The Brown structural biology facility is also an important component of efforts by researchers in the region to make broad and sustained educational impacts, encouraging underserved Rhode Island school students into the STEM pipeline – including classroom teaching, training of students from groups under-represented in science, and collecting data and serving as training platform as part of a sustained interactions with local underserved public schools. These NMR spectrometers use superconducting magnets cooled by liquid helium to a few degrees above absolute zero to maintain superconductivity needed for these high magnetic fields.
As a result, helium constantly boils off NMR systems and escapes to the atmosphere. Hence, a constant supply of helium is needed for the maintenance and operation of the instruments. Helium is an expensive and non-renewable resource, so it is fiscally and environmentally responsible to recycle helium.
The global supply of helium is currently in an extreme shortage due to manufacturing and supply chain conditions. The liquid helium recycling systems acquired with support from this award will capture and re-liquefy the helium released from NMR spectrometers and offer high efficiency recovery of all helium used for NMR operation.

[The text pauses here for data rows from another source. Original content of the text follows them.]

PR #76, opened 2015-03-10
fix ambiguous buffer access with 32bit compilers

mathias-luedtke:
Code compiles again on 32 bit system.
(see #74 and https://gist.github.com/mistoll/2c2e35740f8f19c77d1c)


floweisshardt:
visual review: OK

PR #77, opened 2015-03-11
updates from cob4-6

floweisshardt:
- still needs to be tested with other robots
- requires critical review


mathias-luedtke:
cob4-6 version is not suitable for general application -> do not merge.

PR #83, opened 2015-04-07
Improved diagnostics, enabled limit enforcing

mathias-luedtke:
- Warn if not iniatlized
- EMCY error output only if generic errot bit was set
- Enabled limit enforcing again, was commented in previous PR


mathias-luedtke:
tested on cob4-2 and test rig 1: OK

PR #94, opened 2015-05-11
Check if entries are valid before using them

mistoll:
For devices which do not support IP mode, the target_interpolated_position is not valid.


mathias-luedtke:
This code should be obsolete after the 402 refactoring was completed, but it is a reasonable fix and I will merge it as an intermediate solution.

PR #105, opened 2015-07-22
Added validity check to heartbeat_

mistoll:
When using devices, which do not support heartbeat, the old implementation throws InvalidPointer exceptions.

CANOPEN 301, p. 75:
"The implementation of either guarding or heartbeat is mandatory."

Thus those device are standard compliant and should be supported.

### DIFF
--- a/canopen_master/include/canopen_master/canopen.h
+++ b/canopen_master/include/canopen_master/canopen.h
@@ -238,7 +238,7 @@ private:
     PDOMapper pdo_;
 
     boost::chrono::high_resolution_clock::time_point heartbeat_timeout_;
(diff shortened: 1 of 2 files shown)


mistoll:
Ok, that one was just for completeness (Didn't look into getHeartbeatInterval)

mathias-luedtke:
Oh, I meant to rewrite the lines to use getHeartbeatInterval(). This way the implementation details can be altered afterwards.
Could you update them and squash the commits?

mistoll:
Now the other locations also use getHeartbeatInterval().

I also changed the return type of getHeartbeatInterval() from double to uint16_t.

mathias-luedtke:
It is not squashed, but I'll merge it anyway :)
Thanks!

PR #109, opened 2015-07-23
Fix for pluginlib-related crashes on shutdown

### LINKED ISSUE #107: canopen_motor_node does not shutdown properly
The driver might crash due to pluginlib classloader instances that went out of scope.
This might lead to problems with the socketcan kernel driver.

mathias-luedtke:
Since the introduction of the motor layer plugins (dbbc2281458886578250a6514d5ea8bbd1d8b160) the driver crashed silently on shutdown (ctrl+c). However, it was listed in dmesg.

It turns out that the class loader went out scope while motor instances were still be used elsewhere.
This fix introduces a guarded variant of the class loader that keeps the class loader alive until the chain instance was deleted.

closes #107

### DIFF
--- a/canopen_chain_node/include/canopen_chain_node/chain_ros.h
+++ b/canopen_chain_node/include/canopen_chain_node/chain_ros.h
@@ -137,9 +137,36 @@ public:
     virtual ~Logger() {}
 };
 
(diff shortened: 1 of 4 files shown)


mathias-luedtke:
tested on Elmo and Schunk.

PR #237, opened 2023-10-31
Unnecessary if check

magni-mar:


exes/ethercat/inc/public/tfc/ec.hpp
```diff
@@ -233,14 +232,6 @@ class context_t {
...
     max_cycle_ = std::max(max_cycle_, last_cycle_);
 
-    if (cycle_count_ % 10'000 == 0 and false) {
-      // log the max cycle time
-      logger_.trace("Ethercat max cycle time: {} us", max_cycle_.count());
-      logger_.trace("Ethercat max cycle time with sleep: {} us", max_cycle_with_sleep_.count());
-      logger_.trace("Ethercat min cycle time: {} us", min_cycle_.count());
-      logger_.trace("Ethercat min cycle time with sleep: {} us", min_cycle_with_sleep_.count());
-    }
-
```
jbbjarnason, line 243: I would like to keep this for debugging purposes

jbbjarnason (changes requested):

exes/ethercat/inc/public/tfc/ec.hpp
```diff
@@ -181,10 +181,9 @@ class context_t {
             i + 1);
         async_wait(true);
         return {};
-      } else {
-        context_.slavelist[0].state = EC_STATE_OPERATIONAL;
-        ecx::write_state(&context_, 0);
```
omarhogni, line 186: This is being used, it is what happens while we wait for devices to reach operational.

exes/ethercat/inc/public/tfc/ec.hpp
jbbjarnason: dbus signals?

or just make it log, remove the `and false`

exes/ethercat/inc/public/tfc/ec.hpp
jbbjarnason: if stmt returns above

exes/ethercat/inc/public/tfc/ec.hpp
omarhogni: I was thinking ipc signals, but then again we are going to need some comprehensive way to debug the ethercat network. This could become one part of that and be exposed over dbus somehow.

jbbjarnason: why not use logging for debugging purposes?

exes/ethercat/inc/public/tfc/ec.hpp
omarhogni: It is in a loop. This path is taken often before the return is hit.

omarhogni: Many devices especially our vfd's take a long time to transition to OPERATIONAL ethercat state. approx 2.7seconds

PR #239, opened 2023-11-02
Motor proposal interface implementation

omarhogni:


omarhogni:
Closing, this PR went of course in trying to implement motor as modules. Harder then expected.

The project enables acquisition of the helium liquification and collection equipment necessary for recycling approximately 2200 liters of liquid helium per year for three magnet systems. The 850 MHz NMR (highest magnetic field in Rhode Island and second highest in New England) requires refills every few weeks – hence the facility is severely endangered by short-term supply outages.

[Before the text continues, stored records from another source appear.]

PR #247, opened 2023-11-06
atv320 ratio slot

jbbjarnason:
* Map function made constexpr and moved tests to being compiled
* Map caps input value according to input value mappings
* Atv320 change input freq to input ratio with -100% to 100% range

### DIFF
--- a/exes/ethercat/inc/public/tfc/cia/402.hpp
+++ b/exes/ethercat/inc/public/tfc/cia/402.hpp
@@ -28,9 +28,7 @@ struct control_word {
   bool reserved_4 : 1 {};
   bool reserved_5 : 1 {};
 
-  static constexpr auto from_uint(std::uint16_t word) noexcept -> control_word {
-    return std::bit_cast<control_word>(word);
-  }
+  static constexpr auto from_uint(std::uint16_t word) noexcept -> control_word { return std::bit_cast<control_word>(word); }
 
   constexpr explicit operator uint16_t() const noexcept {
     std::bitset<16> output{};
@@ -193,9 +191,7 @@ struct status_word {
     return states_e::not_ready_to_switch_on;
   }
 
-  static constexpr auto from_uint(uint16_t word) noexcept -> status_word {
-    return std::bit_cast<status_word>(word);
-  }
+  static constexpr auto from_uint(uint16_t word) noexcept -> status_word { return std::bit_cast<status_word>(word); }
 };
 
 static_assert(sizeof(status_word) == 2);
--- a/exes/ethercat/inc/public/tfc/cia/402.hpp
+++ b/exes/ethercat/inc/public/tfc/cia/402.hpp
@@ -29,22 +29,7 @@ struct control_word {
   bool reserved_5 : 1 {};
 
   static constexpr auto from_uint(std::uint16_t word) noexcept -> control_word {
-    return control_word{ .operating_state_switch_on = static_cast<bool>(word & 0b1),
-                         .enable_voltage = static_cast<bool>(word & 0b10),
-                         .operating_state_quick_stop = static_cast<bool>(word & 0b100),
-                         .enable_operation = static_cast<bool>(word & 0b1000),
-                         .operating_mode_specific_0 = static_cast<bool>(word & 0b10000),
-                         .operating_mode_specific_1 = static_cast<bool>(word & 0b100000),
-                         .operating_mode_specific_2 = static_cast<bool>(word & 0b1000000),
-                         .fault_reset = static_cast<bool>(word & 0b10000000),
-                         .halt = static_cast<bool>(word & 0b100000000),
-                         .operating_mode_specific_3 = static_cast<bool>(word & 0b1000000000),
-                         .reserved_0 = static_cast<bool>(word & 0b10000000000),
-                         .reserved_1 = static_cast<bool>(word & 0b100000000000),
-                         .reserved_2 = static_cast<bool>(word & 0b1000000000000),
-                         .reserved_3 = static_cast<bool>(word & 0b10000000000000),
-                         .reserved_4 = static_cast<bool>(word & 0b100000000000000),
-                         .reserved_5 = static_cast<bool>(word & 0b1000000000000000) };
+    return std::bit_cast<control_word>(word);
   }
 
   constexpr explicit operator uint16_t() const noexcept {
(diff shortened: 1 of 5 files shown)


exes/ethercat/inc/public/tfc/ec/devices/schneider/atv320.hpp
```diff
@@ -552,8 +615,17 @@ class atv320 final : public base {
...
+      std::bitset<16> command_word{ std::to_underlying(command) };
+      static constexpr std::size_t reverse_bit =
+          11;  // from https://iportal2.schneider-electric.com/Contents/docs/SQD-ATV320U11N4C_USER%20GUIDE.PDF
+      command_word.set(reverse_bit, true);
+      out->command_word = static_cast<uint16_t>(command_word.to_ulong());
+    } else {
+      out->command_word = static_cast<uint16_t>(command);
+    }
+
+    out->frequency = running_ ? reference_frequency_.value.numerical_value_ : 0;
```
omarhogni, line 628: This looks expensive. We have a control_word type bit field that is returned from the cia_402 header. Could we not destroy that type, modify the reserved bit on the bit field and then utilize a std::bit_cast before copying the 16-bit integer to the wire.

exes/ethercat/inc/public/tfc/ec/devices/schneider/atv320.hpp
```diff
@@ -396,9 +397,67 @@ using acceleration_ramp_time_ACC = setting<ecx::index_t{ 0x203c, 0x02 }, "ACC",
...
+constexpr auto percentage_to_deci_freq(mp_units::quantity<mp_units::percent, double> percentage,
+                                       [[maybe_unused]] low_speed_LSP min_freq,
+                                       [[maybe_unused]] high_speed_HSP max_freq) noexcept -> speed {
+  if (percentage == 0 * mp_units::percent) {
+    return { .value = 0 * dHz, .reverse = false };
+  }
+  bool reverse = percentage.numerical_value_ < 0;
+  auto mapped{ ec::util::map(mp_units::abs(percentage).numerical_value_, (1.0 * mp_units::percent).numerical_value_,
+                             (100.0 * mp_units::percent).numerical_value_, min_freq.value.numerical_value_,
+                             max_freq.value.numerical_value_) };
```
omarhogni, line 416: Do you need to throw away the types?

omarhogni (changes requested):

exes/ethercat/inc/public/tfc/ec/devices/schneider/atv320.hpp
jbbjarnason: since we are mapping cross dimensions, yes. The correct way would be to ask mp to provide map function in his math file

jbbjarnason: Or write explicit mapping function for mp

exes/ethercat/inc/public/tfc/ec/devices/schneider/atv320.hpp
jbbjarnason: refactored

exes/ethercat/inc/public/tfc/cia/402.hpp
```diff
@@ -28,6 +28,25 @@ struct control_word {
...
+                         .operating_mode_specific_2 = static_cast<bool>(word & 0b1000000),
+                         .fault_reset = static_cast<bool>(word & 0b10000000),
+                         .halt = static_cast<bool>(word & 0b100000000),
+                         .operating_mode_specific_3 = static_cast<bool>(word & 0b1000000000),
+                         .reserved_0 = static_cast<bool>(word & 0b10000000000),
+                         .reserved_1 = static_cast<bool>(word & 0b100000000000),
+                         .reserved_2 = static_cast<bool>(word & 0b1000000000000),
+                         .reserved_3 = static_cast<bool>(word & 0b10000000000000),
+                         .reserved_4 = static_cast<bool>(word & 0b100000000000000),
+                         .reserved_5 = static_cast<bool>(word & 0b1000000000000000) };
```
omarhogni, line 47:
```suggestion
    return std::bit_cast<control_word>(word);
```

exes/ethercat/inc/public/tfc/ec/devices/schneider/atv320.hpp
omarhogni: I think that our static_cast to double might be messing it up but the from type should cancel out with the division in map.

omarhogni (changes requested):

exes/ethercat/inc/public/tfc/ec/devices/schneider/atv320.hpp
jbbjarnason: what was the reason for static_cast to double, do you remember?

omarhogni: mp-units uses the underlying types for calculations. You can get values far from what you expect. We can experiment with changing it back though or maybe cast to double and then cast back.

exes/ethercat/inc/public/tfc/cia/402.hpp
jbbjarnason: NICE !

exes/ethercat/inc/public/tfc/ec/devices/schneider/atv320.hpp
jbbjarnason: I will tinker with removing the casting and see if it provides same results test wise

exes/ethercat/inc/public/tfc/cia/402.hpp
jbbjarnason: But this is not implemented with libc++ as constexpr, as can be seen in pipelines.
Artur has implementation that I would like to integrate to https://github.com/arturbac/small_vectors/blob/master/include/utils/utility_cxx20.h#L198
I would like to officially finish integrating this repo(small_vectors) with vcpkg as dependency so we can utilize this and updated version of fixed_string, @omarhogni any counters?

omarhogni: This does not make sense to me https://reviews.llvm.org/rGb1fb3d75c953fa2e02ebddb6ebbf100f99786f0c bit_cast is constexpr under libc++ and was added in c++20 as constexpr. Are you sure there is not another reason?

jbbjarnason: they have tests for this error being thrown https://github.com/llvm/llvm-project/blob/2e6f722b88e42bba72af5bafd8cc1e37e460d978/clang/test/SemaCXX/constexpr-builtin-bit-cast.cpp#L143

I can disable the tests on clang

omarhogni: > But this is not implemented with libc++ as constexpr, as can be seen in pipelines. Artur has implementation that I would like to integrate to https://github.com/arturbac/small_vectors/blob/master/include/utils/utility_cxx20.h#L198 I would like to officially finish integrating this repo(small_vectors) with vcpkg as dependency so we can utilize this and updated version of fixed_string, @omarhogni any counters?

I don't think this will be constexpr under clang. We are stuck for now. This is more complex than using another implementation see notes under https://www.open-std.org/jtc1/sc22/wg21/docs/papers/2018/p0476r2.html  especially
```
Furthermore, it is currently impossible to implement a constexpr bit-cast function, as memcpy itself isn’t 
constexpr. Marking the proposed function as constexpr doesn’t require or prevent memcpy from becoming 
constexpr, but requires compiler support.
```

exes/ethercat/inc/public/tfc/ec/devices/schneider/atv320.hpp
jbbjarnason: now explicitly for double (implicit casting), and mp units truncating to double

exes/ethercat/inc/public/tfc/cia/402.hpp
jbbjarnason: disabled on clang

This project stabilizes helium supply, providing the important added benefit of lengthening time between 850 MHz system fills, enabling more usage time per year. The work enabled by the spectrometers served by these helium recovery efforts provides atomic-level insight into 1) the function of essential glutamine-rich domains of nucleic-acid interacting proteins across all eukaryotes and the mechanisms that regulate their interactions, 2) allosteric signaling in Cas9 to yield first-of-its-kind insight into DNA editing to further improve laboratory science and precision medicine, 3) peptide-protein interaction kinetics to modulate and study cellular networks, among other projects.
Helium recycling ensures the ability to continue these efforts, the first steps in long-term objectives to map mechanistic links between biological sequence, structure and function.
This award reflects NSF's statutory mission and has been deemed worthy of support through evaluation using the Foundation's intellectual merit and broader impacts review criteria.